Empowering Families: A Deterant to Child Trafficking

May 2012

Empowering Families: A  Deterant to Child Trafficking

Family reunited after learning that their 2 yr. old daughter had been referred for international adoption without their permission.

It is the disturbing reality of poverty that some grow richer by exploiting the poorest members of society for personal gain. Although the poor have little in the form of possessions, their labor, bodies, and children remain sought after commodities. Factors including extreme poverty, lack of employment, inadequate access to education, political instability and armed conflict all impact a community’s ability to protect its most vulnerable citizens from the many forms of human trafficking.

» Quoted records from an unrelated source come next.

Issue #5269, opened 2024-12-01
[v0.50.01] Incorrect lances being pulled into scenarios in subcontract


LadyAdia:
### Prerequisites and Pre-Issue Checklist

- [X] I'm reporting the issue to the correct repository:
- [MegaMek](https://github.com/MegaMek/megamek/issues)
- [MegaMekLab](https://github.com/MegaMek/megameklab/issues)
- [MekHQ](https://github.com/MegaMek/mekhq/issues)

- [X] I've tested the issue against at least the latest MILESTONE version
- [X] I've asked on the MegaMek Discord about the error
- [X] I've reviewed the BattleTech rules and MekHQ documentation, and I've confirmed that something isn't working as intended.
- [X] I've searched the Github tracker and haven't found the issue listed

### Severity *

Medium (Gameplay Limitation): Non-core functionality is impaired, providing a suboptimal but playable experience.

### Brief Description *

 I'm in a garrison contract and I took up a short relief subcontract with integrated command that only needed one lance. I assigned one of my assault lances to it and left the rest on the garrison duty, but it seems to be really common for lances not assigned to the subcontract to be deployed on scenarios despite how I have my assignments set.
Example: Lance assigned to Contract A is pulled into a scenario in Subcontract B. 

Included in the attached .zip file is my user files, custom builds, MekHQ log, current save file with the notification of the deployment, and my previous autosaves from the days leading up to the point the scenario generated.

[MHQ Contract Bug 2024-12-01.zip](https://github.com/user-attachments/files/17970633/MHQ.Contract.Bug.2024-12-01.zip)

### Steps to Reproduce

1. Accept garrison contract
2. Accept subcontract with integrated command
3. allow a scenario to generate. Deployed lance bat be one not assigned to the subcontract.

### Operating System *

Mac

### Java Version *

17.0.12

### MekHQ Suite Version *

Free Text (type manually)

### Custom MekHQ Version

0.50.01

### Attach Files

[MHQ Contract Bug 2024-12-01.zip](https://github.com/user-attachments/files/17970636/MHQ.Contract.Bug.2024-12-01.zip)

### Final Checklist

- [X] I've checked to make sure that this issue has not already been filed
- [X] I'm reporting only one issue in this ticket for clarity and focus

IllianiCBT:
Closing as resolved

PR #5365, opened 2024-12-14
Refactored Logic for Retrieving Deployable Combat Forces

IllianiCBT:
Simplified and clarified the method to determine which combat teams are available for deployment. Ensured combat teams set to the Unassigned (aka In Reserve) role are not considered eligible for scenarios.

It's important to note that the modified method is only utilized during Integrated contracts. The goal here is to give users a way to declare that forces should _not_ be assigned to scenarios, while under Integrated command.

I wanted to avoid users needing to muck around with Combat Team overrides, non-combat flags, and that sort of thing - which the currently the only solution, short of ripping forces out of the TO&E.

Now, if a force is too battered to fight the user can put them 'In Reserve' and mhq will ignore them when it comes to assigning forces.

The reason we do it this way, is putting a force in the In Reserve/Unassigned role doesn't count it towards the required lances for a contract. That means that there is a limit on just how many forces the player can 'hide' in this way.


IllianiCBT:
Updated this PR since it's initial posting so that Integrated contracts will only consider combat teams that have been assigned to that contract as eligible for deployment. This one simple change actually allowed us to remove a bunch of excess code and no longer required loops.

Closes #5269

PR #5387, opened 2024-12-16
Adjusted Marshaling and Unmarshaling of New AutoLogistics Module

IllianiCBT:
Adjusted how the new autoLogistics module, added by @Lapras, marshals and unmarshals to/from xml.

Previously, it was converting the PartQuality to string (adjusted based on whether the user had reverse quality names enabled). This is a bit cumbersome and I'm not confident it would properly handle users enabling/disabling that option mid-campaign.

Instead, I've changed it so that it's using the enum value, as this remains consistent no matter what options the user has enabled. QUALITY_A is always QUALITY_A, the only thing that changes is how that's presented to the user.


IllianiCBT:
PR approved by @Lapras via Discord

PR #9601, opened 2026-07-07
PR: Show location information in right panel for unit and person

psikomonkie:
Show Location information in right panel - Units and Persons will have their current, queued, and destination locations displayed. If the unit or person isn't queued for travel, queued won't be displayed, and if they aren't actively going to a destination, destination isn't displayed. Current location will always show.


IllianiBird (approved):
Approving pending the copilot feedback being closed

PR #9610, opened 2026-07-09
Fix #9560: Move A Time of War options out of Operations → Systems

### LINKED ISSUE #9560: Gripe about the "A Time of War Options" tab in MekHQ settings
Many of the settings in the tab "A Time of War Options" belong in the HR or Advancement tab, rather than in the "Systems" tab in the "Operations" folder. The reason I believe this is because these settings are generally about personnel or skills. A simple "based on A Time of War" like in the setting "Character Age Affects Skills" should be good enough if the issue is about attributing these settings to _A Time of War_.

I believe this will help avoid confusion, and increase the quality of MekHQ.

VicenteCartas:
## Summary

Per #9560, the "A Time of War Options" page sat under Operations → Systems even though its settings are about personnel, skills, and income. This relocates them next to their peers:

- **New page — Advancement → Skills → Attributes & Traits:** Starting Attributes Based on Profession, Random Attributes, Display All Attributes, Character Age Affects Skills, Randomize Traits, Soldiers Use Small Arms Only.
- **Operations → Finances → General** gains an "A Time of War Income" section: Monthly Reinvestment of Wealth, Monthly Connections Checks, Better Extra Income.
- The old A Time of War page and its route are removed; Systems keeps Reputation and Faction Standing.

ATOW attribution is preserved through the section summaries and the existing "Based on ATOW" tooltips.

## Notes

- Pure UI relocation — the backing settings still live in `RandomSkillPreferences` and `CampaignOptions`, so **saves and campaign presets are unaffected** (presets reload the moved toggles through the new page).
- Added a round-trip unit test for the new `AttributesAndTraitsOptionsModel`; the `SystemsOptionsModel` shed its now-unused `RandomSkillPreferences` dependency.

## Screenshots

image

image


IllianiBird (approved):

IllianiBird:
Make sure to include the line `fixes #CASE_NUMBER` in the description, so GitHub will also close the associated case/s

Child traffickers are not easily identifiable; they insert themselves into communities by gaining the trust of local leadership and families struggling to meet their children’s most basic needs. They promise educational sponsorship and employment opportunities, assuring families and community members that their children will be well cared for. The attraction and promise of a perceived higher standard of living for their children is often sufficient motivation for many families to relinquish them to virtual strangers. In many cases, parents are led to believe that host families have been located for their children, and are encouraged to relinquish them so that they may attend boarding schools or move into sponsored homes that are capable of meeting the children’s needs. Sadly, many of these children are trafficked for the purposes of servitude, the sex trade, and even international adoption.

FPA collaborates and actively works with communities that have fallen victim to this type of exploitation, as we believe that family preservation through community empowerment is the most effective way to combat these abusive practices. Our program is currently working within a rural community that relinquished many of its children to what they believed was a sponsorship program hosted by a US adoption agency. A local Ugandan (a facilitator for this agency) convinced a number of families, including the local parish pastor, to relinquish their children to him for what he convinced them was a long term “educational sponsorship” program.

To many in this rural community, the facilitator’s offer to bring their children to live and study kilometres away was seen as a humanitarian effort, as it is not uncommon for children to attend local boarding schools with funding from sponsored programs; however, this perceived act of kindness was anything but altruistic. Paperwork, including the children’s birth certificates, death certificates of family members, and relinquishment letters were forged during this time, effectively rendering these children “orphans” by international standards and approved for international adoption by Ugandan law. These birth families, facing the challenges of day-to-day survival and trusting in the good intentions of a fellow Ugandan, gave their children to an individual who was ultimately willing to exploit their vulnerabilities for personal gain. Had this adoption agency been successful in their endeavor to place these children with waiting families outside of Uganda, they would have  effectively severed the relationships, histories and futures to be shared,  between these children and their loving families.

At the Family Preservation Alliance, we believe that the most effective way to combat this and any form of child trafficking is to address the root of the problem – the intense poverty and the struggle to meet the most basic survival needs – a reality faced by many families every day. By providing access to sustainable food supplies, clean water sources, safe shelters for families at greatest risk, and the opportunity to educate children locally, families (and communities) are able to focus on their own empowerment, both economic and social. Sustainable access to these necessities ensures family members are not spending countless hours searching for foodstuffs, water or shelter, and their children are not walking up to 5 miles to and from school each day, leaving them susceptible to not only nature’s elements but abuse at the hands of unscrupulous individuals. Empowering and strengthening families ultimately improves the quality of life for the entire community, leaving it less vulnerable to the exploitation of individuals willing to pillage the community’s most precious resource – its children.